• WHAT IS BEING ASKED: Produce the listing below again, exactly as shown.

+ + + + + + +

PR #4174, opened 2021-01-06
Fixing test case for API proxy

huguesBouvier:
Fixing test case for API proxy


gordonwang0:
This seems to be fixing the same issue that I found in #4170.

Should I use this fix instead? The fix I made was to pin
```
syn = "=1.0.57"
```

gordonwang0 (approved):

+ + + + + + +

• EXERCISE ANSWER:
PR #4174, opened 2021-01-06
Fixing test case for API proxy

huguesBouvier:
Fixing test case for API proxy


gordonwang0:
This seems to be fixing the same issue that I found in #4170.

Should I use this fix instead? The fix I made was to pin
```
syn = "=1.0.57"
```

gordonwang0 (approved):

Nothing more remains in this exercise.